When you hear about foam in the context of food, you might think of molecular gastronomy, the culinary innovations of the Spanish chef Ferran Adrià, who's famous for dishes like apple caviar with banana foam.
But this post is about a much less appetizing kind of foam. You see, starting in about 2009, in the pits that capture manure under factory-scale hog farms, a gray, bubbly substance began appearing at the surface of the fecal soup. The problem is menacing: As manure breaks down, it emits toxic gases like hydrogen sulfide and flammable ones like methane, and trapping these noxious fumes under a layer of foam can lead to sudden, disastrous releases and even explosions. According to a 2012 report from the University of Minnesota, by September 2011, the foam had "caused about a half-dozen explosions in the upper Midwest…one explosion destroyed a barn on a farm in northern Iowa, killing 1,500 pigs and severely burning the worker involved."

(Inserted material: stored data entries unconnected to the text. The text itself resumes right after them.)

PR #78, opened 2025-12-14
Feature/user preference

DuDuAu123:
### Summary
Add UserPreference entity with DB-level defaults and lazy-create support.

### Details
- Added UserPreference domain entity and EF configuration
- Enforced one row per user via PK on UserId
- Defaults enforced at database schema level
- Implemented lazy-create logic in UserPreferenceService to provision preferences on first access

### Verification
- Migration applied successfully
- Table created with correct defaults and constraints
image


blotztask-api/Modules/Users/Services/UserPreferenceService.cs
```diff
@@ -0,0 +1,44 @@
+using BlotzTask.Infrastructure.Data;
```
sol-wizard: i dont think we need the user preference service for now

blotztask-api/Modules/Users/DependencyInjection.cs
```diff
@@ -20,6 +20,7 @@ public static IServiceCollection AddUserModule(
         services.AddScoped<GetUserProfileQueryHandler>();
         services.AddScoped<UpdateUserProfileCommandHandler>();
         services.AddScoped<IAuth0ManagementService, Auth0ManagementService>();
+        services.AddScoped<UserPreferenceService>();
```
sol-wizard: i dont think we need user service for now

sol-wizard (changes requested):

blotztask-api/Modules/Users/DependencyInjection.cs
DuDuAu123: I've removed the UserPreferenceService and pushed the update. Thks

sol-wizard (approved):

PR #79, opened 2025-12-14
Set up settings screen based on design

nxn-nicole:


blotztask-mobile/src/app/(protected)/settings/index.tsx
```diff
@@ -0,0 +1,78 @@
...
+  const handleProfileEdit = () => console.log("Edit profile pressed");
+
+  const handleMenuPress = (key: MenuKey) => {
+    if (key == "account") {
+      router.push("/(protected)/settings/account");
+    } else if (key == "task-handling") {
+      router.push("/(protected)/settings/task-handling");
+    } else if (key == "notifications") {
+      router.push("/(protected)/settings/notifications");
+    } else if (key == "under-development") {
```
sol-wizard: can we use something else like enum other than hard coded string ? and please use === instead of ==

sol-wizard: if this is more than one if statement, will switch case is better in this case?

blotztask-mobile/src/feature/settings/modals/menu-item.ts
```diff
@@ -0,0 +1,6 @@
+import { MaterialCommunityIcons } from "@expo/vector-icons";
+import { ComponentProps } from "react";
+
+type IconName = ComponentProps<typeof MaterialCommunityIcons>["name"];
+export type MenuKey = "account" | "task-handling" | "notifications" | "under-development";
```
sol-wizard: menu key is not a clear naming ? settingMenuKey?

sol-wizard (changes requested):

sol-wizard (approved):

PR #118, opened 2026-01-06
Add chinese language

Guotai812:


blotztask-mobile/src/i18n/index.ts
```diff
@@ -37,13 +39,15 @@ i18n.use(initReactI18next).init({
       settings: enSettings,
       tasks: enTasks,
       starSpark: enStarSpark,
+      "ai-task-generate": enAiTaskGenerate,
```
nxn-nicole: why not also use camelCase namespace

nxn-nicole (changes requested):

nxn-nicole (approved):

PR #142, opened 2026-01-14
starspark onboarding progress

LiChenyang-GZ:


sol-wizard:
this is not needed because we change onboarding method

PR #14, opened 2018-08-03
Add job resource

wslulciuc:
This PR adds the following endpoints:

* `POST` /jobs -creates a job
* `GET` /jobs - returns a list of jobs (option to filter by `created_at`)
* `GET` /jobs/**:job_name** - retrieves a job
* `PUT` /jobs/**:job_name** - update a job


src/main/resources/db/migration/V1__create_tables.sql
```diff
@@ -57,7 +57,7 @@ CREATE TABLE job_run_states (
 
 CREATE TABLE datasets (
   id              SERIAL PRIMARY KEY,
-  name            VARCHAR(64) NOT NULL,
+  name            VARCHAR(64) UNIQUE NOT NULL,
```
sshah-wework: is `name` meant to be fairly free-form, or will it get standardized to something like NAMESPACE.NAME

sshah-wework: another question for thought, should the uniqueness of a dataset include it's db as well? <db_id, name>. Or if namespace is more explicit: <db_id, db_namespace, name>. Just ideas :)

src/main/java/marquez/db/dao/JobDAO.java
```diff
@@ -1,14 +1,64 @@
...
+  OwnershipDAO createOwnershipDAO();
+
+  default void insert(final Job job) {
+    try (final Handle handle = getHandle()) {
+      handle.useTransaction(
+          h -> {
+            final int jobId =
+                h.createUpdate(
+                        "INSERT INTO jobs (name, nominal_time, category, description)"
+                            + " VALUES (:name, :nominalTime, :category, :description)")
```
sshah-wework: Will this have update behavior instead of insert if a row with the same primary key is already present?

src/main/java/marquez/resources/JobResource.java
```diff
@@ -1,26 +1,55 @@
...
+    jobDAO.insert(job);
+    return Response.created(buildLocation(Job.class, job.getName())).build();
+  }
 
-  public JobResource(JobDAO dao) {
-    this.dao = dao;
+  @GET
+  @Timed
+  public Response getAll() {
+    return Response.ok(jobDAO.findAll()).build();
```
sshah-wework: Not something to do now, but what do you think about pagination on this in the future? Could this response get pretty large?

src/main/java/marquez/resources/JobResource.java
```diff
@@ -1,26 +1,55 @@
...
   }
 
   @GET
-  public List<Job> listJobs() {
-    return dao.findAll();
+  @Path("/{jobName}")
+  @Timed
+  public Response get(@PathParam("jobName") final String jobName) {
+    return Response.ok(jobDAO.findByName(jobName)).build();
```
sshah-wework: Could there be an error case to handle here? For instance, if there's no job found should it be an HTTP 404?

sshah-wework: For this and other endpoints?

src/main/java/marquez/db/dao/JobDAO.java
```diff
@@ -1,14 +1,64 @@
...
+                    .findOnly();
+            final int ownershipId =
+                createOwnershipDAO()
+                    .insert(
+                        new Ownership(
+                            new Timestamp(System.currentTimeMillis()),
+                            Optional.empty(),
+                            jobId,
+                            ownerId));
+            updateOwnership(ownershipId, jobId);
```
sshah-wework: how do you feel about moving the above SELECT + update into an `updateOwnershipByName` method? that way the JobDAO has very little knowledge of the owners data.

src/main/resources/db/migration/V1__create_tables.sql
wslulciuc: > is name meant to be fairly free-form ...

I think simple rules around name validation would make sense (ie allowed characters). We'll want dataset names to be human-readable / fairly free-form, but leaving general naming conventions up to the owner of the dataset.

> or will it get standardized to something like NAMESPACE.NAME ...

We'll want to standardize on some internal representations of datasets. Let's say we have an owner `analytics`. There should be only a single owner registered with marquez under that name. But datasets names shouldn't be globally unique, though unique to the owner.

**Valid**
*  `analytics.room_bookings`
*  `datascience.room_bookings`

sshah-wework: Cool, sounds good. 👍

wslulciuc: > another question for thought, should the uniqueness of a dataset include it's db as well? <db_id, name>. Or if namespace is more explicit: <db_id, db_namespace, name>

Agreed. Defining a tuple that uniquely identifies DBs totally makes sense (or at least some variation of what you are proposing).

src/main/java/marquez/db/dao/JobDAO.java
wslulciuc: For convenience, I added `JobDAO.updateOwnership()`, but it probably doesn't make sense for a job to update it's ownership. We can simply have the `OwnershipDAO` update `job.current_ownership.` and handle all the logic around changing ownership over time.

src/main/java/marquez/db/dao/JobDAO.java
```diff
@@ -1,14 +1,64 @@
...
+            h.commit();
+          });
+    } catch (Exception e) {
+      LOG.error(e.getMessage());
```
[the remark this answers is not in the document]
wslulciuc: We'll want to define API-specific exceptions. For example, `APIException` as a base API exception class, `JobException`, `InvalidRequestException` and so on

src/main/java/marquez/resources/JobResource.java
wslulciuc: Yep, it sure can. I'll add an option to limit results (with a reasonable default). So something like:

```
GET /jobs?limit=25
```

src/main/java/marquez/resources/JobResource.java
wslulciuc: Yeah, we'll want to come up with a strategy to add general exception handling across all endpoints.

src/main/java/marquez/db/dao/JobDAO.java
wslulciuc: +1

sshah-wework: cool, I'll add that in my PR for the ownership DAO

sshah-wework:
Sounds great. Love seeing the codecov report!

PR #15, opened 2018-08-03
first DAO test with h2 db setup

julienledem:


build.gradle
```diff
@@ -16,9 +16,6 @@ repositories {
   mavenCentral()
 }
 
-if (JavaVersion.current() != JavaVersion.VERSION_1_8) {
-  throw new GradleException("This build must be run with Java 8")
-}
```
julienledem: do we need this? I have java 9

wslulciuc: Actually, we can remove. This check was more for guarding against compatibility changes and ensure we build with a stable version (but java 9 is fairly stable).

build.gradle
```diff
@@ -31,6 +28,7 @@ dependencies {
   testCompile 'io.dropwizard:dropwizard-testing:1.3.5'
   testCompile 'junit:junit:4.12'
   testCompile 'org.mockito:mockito-core:2.19.0'
+  testCompile 'com.h2database:h2:1.4.197'
```
wslulciuc: Did we want to test alternative DB types that we currently don't support? The DB [schema](https://github.com/MarquezProject/marquez/blob/master/src/main/resources/db/migration/V1__create_tables.sql) is currently defined using postgres. We also config [postgres](https://github.com/MarquezProject/marquez/blob/master/src/main/java/marquez/MarquezApplication.java#L56) at runtime and don't allow for other DB types (at least currently).

src/test/java/marquez/db/dao/TestOwnerDAO.java
```diff
@@ -0,0 +1,21 @@
...
+import org.junit.ClassRule;
+import org.junit.Test;
+
+import marquez.api.Owner;
+import marquez.db.dao.fixtures.DAOSetup;
+
+public class TestOwnerDAO {
+
+	@ClassRule
+	public static final DAOSetup daoSetup = new DAOSetup();
```
wslulciuc: I'm wondering if we can simplify the app setup with:

```java
   @ClassRule
   static final DropwizardAppRule<MarquezConfiguration> RULE =
     new DropwizardAppRule<MarquezConfiguration>(
       MarquezApplication.class,
       ResourceHelpers.resourceFilePath("config.yaml"));

```

source: http://dropwizard.readthedocs.io/en/stable/manual/testing.html

build.gradle
wslulciuc: Ahh, overlooked `testCompile`. What are you're thoughts on using [testcontainers](https://www.testcontainers.org/) instead of H2?

src/test/java/marquez/db/dao/TestOwnerDAO.java
wslulciuc: If we decided to use testcontainers, the rule would be defined simply as:

```java
 @Rule
public PostgreSQLContainer postgres = new PostgreSQLContainer();
```

source: [`SimplePostgreSQLTest`](https://github.com/testcontainers/testcontainers-java/blob/master/modules/jdbc-test/src/test/java/org/testcontainers/junit/SimplePostgreSQLTest.java)

build.gradle
julienledem: I was hoping that h2 would be compatible enough. I did not know about testcontainers, but as long as the setup is integrated in the test (with a  Rule) then it looks great. We just need to verify it what dependencies are (docker installed etc). The fewer the better.

src/test/java/marquez/db/dao/TestOwnerDAO.java
```diff
@@ -0,0 +1,21 @@
+package marquez.db.dao;
+
+import org.junit.ClassRule;
+import org.junit.Test;
+
+import marquez.api.Owner;
+import marquez.db.dao.fixtures.DAOSetup;
+
+public class TestOwnerDAO {
```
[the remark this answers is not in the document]
julienledem: SGTM.

src/test/java/marquez/db/dao/TestOwnerDAO.java
julienledem: The DAOSetup class is trying to simplify further the DropwizardAppRule, since we know the Config and App classes, have a config file etc. I started with the DARule.

src/test/java/marquez/db/dao/TestOwnerDAO.java
```diff
@@ -0,0 +1,21 @@
...
+
+	@ClassRule
+	public static final DAOSetup daoSetup = new DAOSetup();
+
+	final OwnerDAO ownerDAO = daoSetup.onDemand(OwnerDAO.class);
+
+	@Test
+	public void testUpdateOwner() {
+		ownerDAO.insert(new Owner("Amaranta"));
```
ashulmanWeWork: We should verify the result.

build.gradle
sshah-wework: Should we be using Java 9 with this project going forward?

sshah-wework:
Is the idea that we merge this as the empty test suite and we can work on filling in with tests in future PRs?

src/test/java/marquez/db/dao/TestOwnerDAO.java
julienledem: agreed :) The DAO doesn't have a "get" yet so I stopped there. It doesn't fail which mean that the db is setup properly. I wanted to have the DB setup to bootstrap DAO testing.

julienledem:
Yes, the idea was to bootstrap DAO test by setting up the DB

sshah-wework:
Ok perfect.

build.gradle
wslulciuc: Sure. Java 9 is fairly stable anyways. Also comes with convenient factory methods for collections!

src/test/java/marquez/db/dao/fixtures/DAOSetup.java
```diff
@@ -0,0 +1,60 @@
...
+	}
+
+	/**
+	 * @see Jdbi#onDemand(Class)
+	 */
+	public <T> T onDemand(Class<T> classT) {
+		return jdbi.onDemand(classT);
+	}
+}
+
```
wslulciuc: 💯

build.gradle
wslulciuc: There is a dependency on docker, which does add _one more thing_ to get up and running. That said, for integration tests, that'd be fine and expected.

PR #21, opened 2018-08-12
replace compile with implementation

lulciuca:
`compile` and `testCompile` are deprecated as of gradle 3

https://developer.android.com/studio/build/gradle-plugin-3-0-0-migration.html#new_configurations

Since all of the dependencies used in the project are for internal use only (this is an app not a lib), I've updated the configuration to use `implementation` and `testImplementation`.


wslulciuc:
Thanks!

PR #27, opened 2018-08-13
implement get, delete for owner and improve tests

sshah-wework:
Update and delete operations for /owner and /ownership need to be implemented in the DAOs and Resources


src/main/java/marquez/db/dao/OwnerRow.java
```diff
@@ -0,0 +1,14 @@
...
+import marquez.api.Owner;
+import org.jdbi.v3.core.mapper.RowMapper;
+import org.jdbi.v3.core.statement.StatementContext;
+
+public class OwnerRow implements RowMapper<Owner> {
+  @Override
+  public Owner map(ResultSet rs, StatementContext ctx) throws SQLException {
+    return new Owner(rs.getString("name"));
+  }
+}
```
wslulciuc: 💯

src/main/java/marquez/resources/OwnerResource.java
```diff
@@ -25,4 +27,11 @@ public Response create(final Owner owner) {
     dao.insert(owner);
     return Response.created(buildURI(Owner.class, owner.getName())).build();
   }
+
+  @Path("{owner}")
+  @DELETE
+  @Consumes(APPLICATION_JSON)
```
wslulciuc: We can remove `@Consumes()` annotation given that no Json payload is provided along with the request.

src/main/java/marquez/db/dao/OwnerDAO.java
```diff
@@ -1,10 +1,20 @@
...
+import org.jdbi.v3.sqlobject.config.RegisterRowMapper;
+import org.jdbi.v3.sqlobject.customizer.Bind;
 import org.jdbi.v3.sqlobject.customizer.BindBean;
+import org.jdbi.v3.sqlobject.statement.SqlQuery;
 import org.jdbi.v3.sqlobject.statement.SqlUpdate;
 
+@RegisterRowMapper(OwnerRow.class)
 public interface OwnerDAO {
+  @SqlQuery("SELECT * FROM owners WHERE name = :name")
+  Owner findByName(@Bind("name") String name);
```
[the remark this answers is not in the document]
sshah-wework: totally! I missed that, will add.

src/main/java/marquez/resources/OwnerResource.java
sshah-wework: nice

src/test/java/marquez/db/dao/TestOwnerDAO.java
```diff
@@ -10,10 +15,51 @@
...
+    List<String> deletedAts =
+        daoSetup
+            .getJDBI()
+            .withHandle(
+                handle ->
+                    handle
+                        .createQuery("SELECT deleted_at FROM owners WHERE name = :name")
+                        .bind("name", name)
+                        .mapTo(String.class)
+                        .list());
```
wslulciuc: Use `findOnly()` instead of `list()` to return a single user name given that only one result is possible. Also, maybe we want to bind the result to an `Owner` object instead of a string?

sshah-wework:
Feedback addressed. Ready to merge.

PR #30, opened 2018-08-22
Add circleci config and coveralls badge

wslulciuc:


.circleci/config.yml
```diff
@@ -0,0 +1,10 @@
+version: 2
+jobs:
+  build:
+    working_directory: ~/marquez
+    docker:
+      - image: circleci/openjdk:8-jdk
```
sshah-wework: should we standardize on java 8 for development?

wslulciuc: Actually, let's bump this to `java 9`. And are you thinking enforcing `java 9`?

wslulciuc:
```java
if (JavaVersion.current() != JavaVersion.VERSION_1_9) {
  throw new GradleException("This build must be run with Java 9")
}
```

sshah-wework: I think some warning/enforcement is good just so that there are no surprises when the code builds locally but fails on the build server.

PR #42, opened 2018-08-26
Add db migration on app startup

wslulciuc:
The PR adds an integration test for [MarquezApp](https://github.com/MarquezProject/marquez/blob/migrate-db/src/main/java/marquez/MarquezApp.java) and enables DB migrations on app startup.


src/main/java/marquez/MarquezApp.java
```diff
@@ -15,16 +15,22 @@
...
 import marquez.resources.PingResource;
+import org.flywaydb.core.Flyway;
+import org.flywaydb.core.api.FlywayException;
 import org.jdbi.v3.core.Jdbi;
 import org.jdbi.v3.postgres.PostgresPlugin;
 import org.jdbi.v3.sqlobject.SqlObjectPlugin;
+import org.slf4j.Logger;
+import org.slf4j.LoggerFactory;
+
+public class MarquezApp extends Application<MarquezConfig> {
```
sshah-wework: why the rename to `MarquezApp`? Just for convenience?

src/main/java/marquez/MarquezApp.java
```diff
@@ -33,23 +39,48 @@ public String getName() {
...
+    // Attempt to perform a database migration. An exception is thrown on failed migration attempts
+    // requiring we handle the throwable and apply a repair on the database to fix any
+    // issues before terminating.
+    try {
+      flyway.migrate();
+    } catch (FlywayException e) {
+      LOG.error("Failed to apply migration to database.", e.getMessage());
+      flyway.repair();
+
+      LOG.info("Successfully repaired database, stopping appication...");
```
sshah-wework: s/appication/application/

src/main/java/marquez/MarquezApp.java
```diff
@@ -33,23 +39,48 @@ public String getName() {
...
+      // Next, we'll signal appication termination and not propagating the throwable
```
sshah-wework: s/appication/application

src/test/java/marquez/MarquezAppIntegrationTest.java
```diff
@@ -0,0 +1,29 @@
...
+    final Response res =
+        APP.client()
+            .target(URI.create("http://localhost:" + APP.getLocalPort()))
+            .path("/ping")
+            .request()
+            .get();
+    assertEquals(res.getStatus(), 200);
+    assertEquals(res.readEntity(String.class), "pong");
+  }
+}
```
sshah-wework: this is nice, although not sure it's relevant to DB migrations on startup?

src/main/java/marquez/MarquezApp.java
wslulciuc: Yeah, partially for convenience and also just a habit of mine to abbreviate when possible. (I initially referenced the dropwizard docs to get started).

src/test/java/marquez/MarquezAppIntegrationTest.java
wslulciuc: Since I was already updating `MarquezApp` to add the db migration step, I thought I might as well add some test coverage. But, right, not relevant.

PR #44, opened 2018-08-27
Add Dockerfile

wslulciuc:


Dockerfile
```diff
@@ -0,0 +1,11 @@
+FROM openjdk:9-jdk-slim AS builder
+WORKDIR /usr/src/app
+COPY . /usr/src/app
+RUN ./gradlew clean build
+
+FROM openjdk:9-jre-slim
```
harels: base docker image seems to be written twice

wslulciuc: I'm leveraging [multi-stage builds](https://docs.docker.com/develop/develop-images/multistage-build) to keep things compact and cache gradle specific scripts, libs, etc.

Dockerfile
```diff
@@ -0,0 +1,17 @@
...
+FROM base AS build
+WORKDIR /usr/src/app
+COPY . .
+RUN ./gradlew --no-daemon shadowJar
+
+FROM openjdk:9-jdk-slim
+WORKDIR /usr/src/app
+COPY --from=build /usr/src/app/build/libs/marquez-all.jar marquez.jar
+EXPOSE 5000
+ENTRYPOINT ["java", "-jar", "marquez.jar", "server", "$MARQUEZ_CONFG"]
```
ashulmanWeWork: nit: `${MARQUEZ_CONFIG}`, for stylistic consistency.

wslulciuc: Good catch! Also, still figuring out what the best approach would be to set `config.yml`.

PR #54, opened 2018-08-30
Update ID -> UUID in the DB and DAOs

ashulmanWeWork:


ashulmanWeWork:
We looked at coverage and decided to move ahead.

sshah-wework:
OK to merge this one since we paired -- so my approval was implicit :)

PR #63, opened 2018-09-04
Job guid hiding

ashulmanWeWork:


src/test/java/marquez/api/JobEqualityTest.java
```diff
@@ -0,0 +1,69 @@
...
+  private static final String OWNER_NAME = "myOwner";
+  private static final Timestamp NOMINAL_TIME = Timestamp.from(Instant.now());
+  private static final String CATEGORY = "myCategory";
+  private static final String DESCRIPTION = "the first job";
+
+  private static Job JOB;
+
+  @BeforeClass
+  public static void setupTestJob() {
+    JOB = new Job(JOB_UUID, JOB_NAME, OWNER_NAME, NOMINAL_TIME, CATEGORY, DESCRIPTION);
```
sshah-wework: I think you can move this out of `setupTestJob` and just initialize `JOB` to this? If you set `JOB` to be `final` then there's no chance of it getting modified.

ashulmanWeWork:
Good call. Updated.

sshah-wework:
Can you add a serialization test which shows that GUID is not being serialized?

sshah-wework:
Also seems like the changes are not confined to just GUID hiding. In larger PRs the purpose should be more focused 😎

src/test/java/marquez/api/JobSerializationTest.java
```diff
@@ -0,0 +1,36 @@
...
+  @Test
+  public void testGuidNotSerialized() throws Exception {
+    final String serializedOutput = MAPPER.writeValueAsString(TEST_JOB);
+    assertThat(serializedOutput).doesNotContain("guid");
+    assertThat(serializedOutput).doesNotContain(TEST_JOB_UUID.toString());
+  }
+
+  @Test
+  public void testGuidSet() {
+    assertThat(TEST_JOB.getGuid().equals(TEST_JOB_UUID));
```
sshah-wework: We should probably rename this test class to `JobTest`. The test above is not related to serialization, it's testing a getter on the `Job` Representation. I do think serialization tests are intended to live alongside other tests of the Representation class (per the Dropwizard testing page), so this test does belong here.

PR #78, opened 2018-09-21
Replace h2 with embedded postgres for testing

ashulmanWeWork:
* Adjust infrastructure to use a single embedded postgres instance instead of h2
* Remove unnecessary db migration invocation 
* Adjust the SQL format to use syntax not available in h2, both in migration scripts and inline queries
* Minor test adjustments, cleanup, and refactoring
* Add clarity to test infra naming --> DB is the database, APP is the application


ashulmanWeWork:
Looking forward to working on the follow-on patch, as per Willy's suggestion above.

PR #89, opened 2018-10-08
Version 3.15.0 of spotless

wslulciuc:


build.gradle
```diff
@@ -2,7 +2,7 @@ plugins {
   id 'java'
   id 'application'
   id 'com.github.johnrengelman.shadow' version '2.0.4'
-  id "com.diffplug.gradle.spotless" version '3.14.0'
+  id "com.diffplug.gradle.spotless" version '3.15.0'
```
sshah-wework: Seems super weird that the old version went away -- should it be in maven? wondering if we can ask gradle to retry pulling dependencies a couple of times before failing entirely

sshah-wework: So here's 3.14 in the gradle repo: https://plugins.gradle.org/plugin/com.diffplug.gradle.spotless/3.14.0

Technically we should not have had to do a version bump here.

sshah-wework: The [old version](https://plugins.gradle.org/plugin/com.diffplug.gradle.spotless/3.14.0) is still in gradle so this _should_ have succeeded.

sshah-wework: Opened up #90 to increase gradle's HTTP connection timeouts

wslulciuc: We don't really benefit from the spotless `3.15.0` release, closing this PR. Thanks!

sshah-wework: Gotcha, my fault, I thought this was a workaround to 3.14 failing to download.

wslulciuc: In a way, it was sort of a workaround and my attempt to secretly bump the version at the same time :)

PR #192, opened 2018-12-13
Implement namespace service

sshah-wework:
Namespace Service implementation

### DIFF
--- a/src/main/java/marquez/core/services/NamespaceService.java
+++ b/src/main/java/marquez/core/services/NamespaceService.java
@@ -22,7 +22,7 @@ public class NamespaceService {
       Namespace newNamespace =
           new Namespace(
               UUID.randomUUID(),
-              namespace.getName().toLowerCase(),
+              namespace.getName(),
               namespace.getOwnerName(),
               namespace.getDescription());
       namespaceDAO.insert(newNamespace);
--- a/src/main/java/marquez/core/services/NamespaceService.java
+++ b/src/main/java/marquez/core/services/NamespaceService.java
@@ -34,9 +34,9 @@ public class NamespaceService {
     }
   }
 
-  public boolean exists(Namespace namespace) throws UnexpectedException {
+  public boolean exists(String namespaceName) throws UnexpectedException {
     try {
-      return namespaceDAO.exists(namespace.getName());
+      return namespaceDAO.exists(namespaceName.toLowerCase());
     } catch (UnableToExecuteStatementException e) {
       String err = "error checking namespace existence";
       log.error(err);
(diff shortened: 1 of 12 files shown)


src/main/java/marquez/core/services/NamespaceService.java
```diff
@@ -1,30 +1,66 @@
...
+  public NamespaceService(NamespaceDAO namespaceDAO) {
+    this.namespaceDAO = namespaceDAO;
+  }
+
+  public Namespace create(Namespace namespace) throws UnexpectedException {
+    try {
+      Namespace newNamespace =
+          new Namespace(
+              UUID.randomUUID(),
+              namespace.getName().toLowerCase(),
```
wslulciuc: I'd call `toLowerCase()` on the namespace name in the namespace constructor. That way we ensure consistent casing when instantiating a namespace.

src/test/java/marquez/api/NamespaceIntegrationTest.java
```diff
@@ -33,6 +33,26 @@ public void testCreateNamespace() {
...
+        .put(Entity.json(createNamespaceRequest));
+    Response res =
+        APP.client()
+            .target(URI.create("http://localhost:" + APP.getLocalPort()))
+            .path("/namespaces/" + NAMESPACE_NAME)
+            .request(MediaType.APPLICATION_JSON)
+            .put(Entity.json(createNamespaceRequest));
+    CreateNamespaceResponse responseBody = res.readEntity(CreateNamespaceResponse.class);
+    assertEquals(Response.Status.OK.getStatusCode(), res.getStatus());
+    assertThat(responseBody.getNamespace().getCreatedAt()).isAfter(START_TIME);
```
wslulciuc: We'll want to discuss which testing framework we'd like to use for consistency across tests. I think there's a lot we can do with the simplicity of `org.junit.Assert` :)

src/test/java/marquez/core/services/NamespaceServiceTest.java
```diff
@@ -0,0 +1,123 @@
...
+    List<Namespace> namespacesFound = namespaceService.listNamespaces();
+    assertEquals(0, namespacesFound.size());
+  }
+
+  @Test(expected = UnexpectedException.class)
+  public void testListNamespaces_findAllException() throws UnexpectedException {
+    doThrow(UnableToExecuteStatementException.class).when(namespaceDAO).findAll();
+    namespaceService.listNamespaces();
+  }
+}
```
wslulciuc: 💯

src/main/java/marquez/core/services/NamespaceService.java
wslulciuc: Sure! In the mapper also works.

sshah-wework: moved into a mapper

And the foam grows to a thickness of up to four feet thick—check out these images, from a University of Minnesota document published by the Iowa Pork Producers, showing a vile-looking substance seeping up from between the slats that form the floor of a hog barn. Those slats are designed to allow hog waste to drop down into the below-ground pits; it is alarming to see it bubbling back up in the form of a substance the consistency of beaten egg whites.
And here's the catch: Scientists can't explain the phenomenon.
Continue reading at: http://www.motherjones.com/tom-philpott/2013/05/menace-manure-foam-...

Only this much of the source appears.